その傍らには、その王様を守るようにして、濃いひげを生やし、髪をオールバックにしてまとめた細身の男性ミリタリアと、以前会ったときの姿のまま何も変わらない、どこか妖艶な色気を放つパルナ、それと、どこか虚ろな瞳でただこちらを何も言わずに黙って見つめるレックスの姿があった。
「随分遅かったじゃない? あなた程の力があれば……もっと早くこれたはずでしょ? まさか……殺さずに来たから遅くなったなんて言うつもりはないわよね? 魔族と手を組んだ人類の裏切り者のくせに……っ!」
「まるで待ってたみたいな言い方だな」
「半分正解ね。王様が……あなたに興味があるみたいよ? とはいっても、ここに辿り着けなかったならその興味も失せていたみたいだけど」
話し合いをするつもりなのか、特に王から攻撃を仕掛ける素振りは見当たらず、鏡達は警戒しながらも話のしやすい位置まで移動する。

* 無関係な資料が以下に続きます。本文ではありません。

PR #48, opened 2018-02-02
Add the `edit` and `update` action for `component_expansions`

WilliamMcCumstie:
Based on #47, please merge it first. This PR should be merged and then #43 is the final PR concerning expansions.

A new page has been added to edit component expansions. It preforms a bulk edit in which all the expansions for a single component can be edited at the same time.

All the expansions are otherwise updated independently, meaning if one update fails than the other updates still occur. Any errors will be flashed to the user.

Currently the only constraints are the port has to be a number. The constraints need to be updated to allow nil number of ports.

### DIFF
--- a/app/controllers/component_expansions_controller.rb
+++ b/app/controllers/component_expansions_controller.rb
@@ -13,8 +13,14 @@ class ComponentExpansionsController < ApplicationController
 
   private
 
+  def expansion_errors
+    @errors_in_component_expansion_form_data ||= []
+  end
+
   def update_expansion(expansion)
-    expansion.update!(expansion_param(expansion))
+    unless expansion.update(expansion_param(expansion))
+      expansion_errors.push expansion
+    end
   end
 
   def expansion_param(expansion)
--- a/app/controllers/component_expansions_controller.rb
+++ b/app/controllers/component_expansions_controller.rb
@@ -1,0 +1,4 @@
+class ComponentExpansionsController < ApplicationController
+  def edit
+  end
+end
--- a/app/controllers/component_expansions_controller.rb
+++ b/app/controllers/component_expansions_controller.rb
@@ -1,4 +1,6 @@
 class ComponentExpansionsController < ApplicationController
   def edit
+    @title = "Edit Expansions"
+    @subtitle = @cluster_part.name
   end
 end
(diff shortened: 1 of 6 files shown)


app/views/partials/_expansion_table.html.erb
```diff
@@ -12,14 +13,29 @@
...
+              <td>
+                <%= text_field_tag 'slot' + expansion.id.to_s,
+                                   expansion.slot,
+                                   class: 'form-control' %>
+              </td>
+              <td>
+                <%= text_field_tag 'ports' + expansion.id.to_s,
+                                   expansion.ports,
+                                   class: 'form-control' %>
+              </td>
```
bobwhitelock: I can see why you've done things in this way, creating new param names based on `expansion.id` and then unpacking and using these correctly in the controller, and presumably this works. However this seems quite a complicated/convoluted way to achieve what we want.

Have a look at this video which explains how to do pretty much what we want for multiple updates in a cleaner way: http://railscasts.com/episodes/198-edit-multiple-individually.

It's possibly worth considering switching at some point to do things more like this, both here and for the `AssetRecordField` multiple edit form (where we do something similar AFAICR). Also something worth considering for future kinds of multiple edits, e.g. if we want to support editing multiple expansions across a whole component group.

app/controllers/component_expansions_controller.rb
```diff
@@ -0,0 +1,54 @@
...
+
+  def flash_update_error
+    header = "Errors updating expansions:\n"
+    flash[:error] = StringIO.new(header).tap do |io|
+      io.read
+      expansion_errors.each do |expansion|
+        io.puts "#{expansion.expansion_type.name}: #{expansion.errors.full_messages}"
+      end
+      io.rewind
+    end.read
```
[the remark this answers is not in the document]
WilliamMcCumstie: Fixed it by joining an array together. Should be a bit more straight forward. https://github.com/alces-software/alces-flight-center/commit/532204b71f4d0473615c4818978839130cd974c3

app/views/partials/_expansion_table.html.erb
WilliamMcCumstie: The form is working as it is however I agree the other method is cleaner. I have logged it on `trello`

https://trello.com/c/RMRFpoSt/160-remove-manually-portsid-slotid-codec

bobwhitelock: Thanks for logging it

PR #49, opened 2018-02-02
Add data_types to asset records

WilliamMcCumstie:
Based on #43, please merge it first.

This PR implements `data_types` against the asset records. The implementation isn't super straight forward as it affects both `asset_record_fields` and `asset_record_field_definitions`.

The `data_type` itself is stored against the definitions which can be accessed from the fields. As the existing production db does not have values for `data_type`, a default value of `short_text` has been set. When this happens a `deprecation` warning is issued. This means a data migration is not required to update the existing production db.

The first job of the `data_type` is to determine which type of input field (text or area) should be displayed on the edit page. Previously the code to do this was in a helper, but now it has been migrated to two decorators. 

As the field to be displayed is for a specific `asset_record_field` the majority of the input code is contained within the `asset_record_field_decorator`. This sets up the `placeholder`, `value` and `readonly` attributes in the same manner for each record. This decorator then call the `asset_record_field_definition_decorator` which builds the input corresponding to `data_type`.

This two stage process allows code to be shared between all records whilst still generating the different inputs. The default input is a `text_field` as this means the view will always work. It is the job of the validators to check if a `data_type` is valid, not the view.

There are few commits about the implantation of the validation. Initially `STI` was going to be used, however it was scrapped in favour of a concern. There are duplicate commits implementing and re-implementing the validations.

Currently only `short_text` and `long_text` are support types with 50 and 500 character limits respectively. Also within the concern, a list of valid type are generated which is used to validate the definitions. Refer to for more details: https://github.com/alces-software/alces-flight-center/commit/666ccbabc5b5d2e0b0310312a6f5e3f5e02bbb93 and https://github.com/alces-software/alces-flight-center/commit/3ce6ed9bcfe33ac6755aaef9fa7f0ee7dd8f91a8


app/controllers/asset_records_controller.rb
```diff
@@ -5,13 +5,39 @@ def edit
...
+
+  def error_objects
+    @error_objects ||= []
+  end
+
+  def update_asset_record
+    asset.update_asset_record(asset_record_param.to_h)
+         .reject(&:nil?)
+         .reject(&:valid?)
+         .tap { |errors| error_objects.concat errors }
```
bobwhitelock: Rather than mutating the `@error_objects` instance variable and then later accessing this, if you return the errors from this method and then later use the returned errors I think it would be simpler and clearer what's going on. This also makes the dependency between the method using and method setting this variable explicit, and makes it less likely that things will later break due to these getting out-of-sync.

app/decorators/asset_record_field_definition_decorator.rb
```diff
@@ -0,0 +1,23 @@
...
+      text_area(value, options)
+    else
+      text_field(value, options)
+    end
+  end
+
+  private
+
+  def text_area(value, options)
+    options[:style] = "#{options[:style]} height:100px"
```
bobwhitelock: The more typical way to set how big a text area should start off as is to use the `rows` attribute rather than an inline style.

spec/factories.rb
```diff
@@ -70,14 +70,10 @@
     name 'User management'
   end
 
-  factory :asset_record_field_definition do
+  factory :asset_record_field_definition, aliases: [:definition] do
```
bobwhitelock: TIL about `aliases` - nice! :slightly_smiling_face:

spec/models/asset_record_field_definition_spec.rb
```diff
@@ -24,4 +24,63 @@
...
+      end
+
+      it 'is valid' do
+        expect(subject).to be_valid
+      end
+    end
+  end
+
+  describe '#valid?' do
+    context 'with a "forgein_data_type"' do
```
bobwhitelock: `s/forgein/foreign/g`

app/controllers/asset_records_controller.rb
```diff
@@ -5,13 +5,39 @@ def edit
   end
 
   def update
-    asset.update_asset_record(asset_record_param.to_h)
+    update_asset_record
     update_component_make
```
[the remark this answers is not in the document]
WilliamMcCumstie: This issue with using a transaction is the forms are quite long. If the entire transaction is reject than the form inputs are lost. This is unless we prep-populate the form with the (valid?) submitted data.

I have created a card for this: https://trello.com/c/P2zGFeUG/161-wrap-bulk-updates-in-a-transaction

app/controllers/asset_records_controller.rb
```diff
@@ -5,13 +5,39 @@ def edit
...
 
   private
 
+  def flash_errors
+    header = 'The following records failed to update:'
+    error_objects.each_with_object([header]) do |model, array|
+      msg = "#{model.definition.field_name}: #{model.errors.full_messages}"
+      array.push msg
+    end.join("\n")
+       .tap { |full_msg| flash[:error] = full_msg }
```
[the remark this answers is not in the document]
WilliamMcCumstie: Updated.

I'll keep in mind mutating objects in the future

app/controllers/asset_records_controller.rb
WilliamMcCumstie: Fixed

app/decorators/asset_record_field_definition_decorator.rb
WilliamMcCumstie: Fixed

spec/models/asset_record_field_definition_spec.rb
WilliamMcCumstie: Fixed

PR #57, opened 2018-02-06
Migrate the `ComponentGroups` to include `ComponentMake`

WilliamMcCumstie:
When the `db` migration to include `ComponentMake` occurred, it dropped the `component_type` column and added a relationship to `ComponentMake`.

This PR adds some `ComponentMakes` to the `db` and re-establishes the connection to `ComponentGroup`. As the `component_type` column was dropped, these connections needed to be hard coded.

`DefaultExpansions` and `ExpansionTypes` have also been added in this migration.

The development seed data has also been deleted as it is no longer required. Instead the backups of the production database can be used for development.


bobwhitelock:
LGTM, thanks, just tweaked a couple of names and will merge in a minute.

bobwhitelock:
Not sure why CI is failing, will investigate tomorrow.

PR #58, opened 2018-02-06
Final tweaks for ComponentMake and Expansions

WilliamMcCumstie:
Reasonable small PR based on #57 

It contains a few final commits of requested changes. Please refer to the commit messages for more details. Once this PR has been merged, then we can look at releasing it.

### DIFF
--- a/app/controllers/component_expansions_controller.rb
+++ b/app/controllers/component_expansions_controller.rb
@@ -7,7 +7,7 @@ class ComponentExpansionsController < ApplicationController
       flash[:success] = msg
     else
       expansion_errors.push expansion
-      flash_errors 'Could not add the epansion'
+      flash_errors 'Could not add the expansion'
     end
     redirect_back fallback_location: @cluster_part
   end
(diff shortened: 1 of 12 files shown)


spec/models/expansion_spec.rb
```diff
@@ -10,10 +10,19 @@
...
-    it 'must have ports and slot set' do
-      expect(subject).to include(:ports)
+    it 'must have slot set' do
       expect(subject).to include(:slot)
     end
   end
+
+  describe 'ports' do
+    # NOTE: DefaultExpansion is used as a stand in as the type must be set
+    # However it is testing the underlining Expansion validation
```
bobwhitelock: @WilliamMcCumstie for future reference you could do something like this

```ruby
[:default_expansion, :component_expansion].each do |expansion_type|
  it 'defaults to zero if not provided' do
    expansion = create(expansion_type, ports: '')
    expect(expansion).to be_valid
    expect(expansion.ports).to eq 0
  end
```

if you want to ensure this covers both possibilities.

app/controllers/component_expansions_controller.rb
```diff
@@ -7,7 +7,7 @@ def create
       flash[:success] = msg
     else
       expansion_errors.push expansion
-      flash_error 'Could not add the epansion'
+      flash_errors 'Could not add the epansion'
```
bobwhitelock: `s/epansion/expansion/`

bobwhitelock:
Rebased on `develop`.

「あら? もう魔族の角は隠さないのかしらアリスちゃん?」
「ボク達はもう隠れて生きるつもりはないよ。それを伝えに来たんだ」
意志のこもった眼差しでアリスがそう告げると、パルナは小さく舌打ちし、嫌悪するような表情を浮かべた。
「魔族と……人間が手を組んで王の間に訪れたのは初めてのことだ」
すると、王はおもむろにそう言った。まるで、それはとるに足らないこととでも言いたげに動じた様子もなく、玉座から見下すように視線を送りながら。
「……ワシの城にいる兵達はどうした? 全員……殺したのか?」
「誰も殺してねえよ。気絶させるか逃げるかしてここまで来たんだ。ひとつ前の通路で、俺の仲間が今頃、兵士達が追ってこないようにくい止めてるさ」
鏡がそういうと、王は「……ほう」と、感心したかのような表情でそうつぶやいた。
「レックス? おいレックス!」
そこで、近付いても一向に反応を示すことなく、表情を変えずに鏡を見つめるレックスを変に思い、鏡はそう言葉をかける。
「デビッドとやらが言っていた……洗脳か? 洗脳というより……」
「安心するがよい……洗脳ではない」
そして、メノウが憶測を立てるよりも早く、王はそう言って立ち上がった。
「暴れられても困るのでな、軽く催眠をかけて大人しくさせているだけだ。ワシの力は一人ずつにしか使えないのでな……まずは一人、しっかりと洗脳を施してから次にこの者だ。勇者という職種は稀少なのでな、魔王を討伐してもらわねば困るのだ」
それを聞いて、この場にいるはずの存在が一人いないことに鏡とアリスとティナは不安を抱く。